The statistical interpretation of bioequivalence data is a significant aspect of pharmaceutical research. Bioequivalence refers to the absence of any significant difference in the rate and extent to which the active ingredient in pharmaceutical products becomes available at the site of drug action when administered at the same molar dose under similar conditions. This helps determine if different drug products have similar absorption rates, ensuring their interchangeability.

Statistical approaches utilized for interpreting bioequivalence data presume a normal distribution. However, due to limited sample sizes, parameters such as C_max (peak or maximum serum concentration) and AUC (Area under the curve) may display different distribution patterns but tend to resemble a normal distribution upon log transformation.

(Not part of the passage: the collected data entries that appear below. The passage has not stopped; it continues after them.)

PR #109, opened 2023-06-21
Feature/table filter

ricardovdheijden:
Adds filter field to the Subscriptions component. https://github.com/workfloworchestrator/orchestrator-ui/issues/76

### DIFF
--- a/apps/example-orchestrator-ui/components/Subscriptions/Subscriptions.tsx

Key methods used for statistical interpretation include Analysis of Variance (ANOVA) and the confidence interval approach. ANOVA is primarily used to evaluate differences within and between control and test groups, examining data for intra-group and inter-group variances. A p-value below 0.05 is considered statistically significant, indicating a meaningful difference.

The confidence interval approach, also known as the two one-sided test procedure, contrasts the bioavailability of the test material against the reference product. Ideally, bioavailability parameters like AUC or C_max should lie within a 20% range of each other, enclosed by a 90% confidence interval. This method aids in defining acceptable limits for the extent of bioequivalence.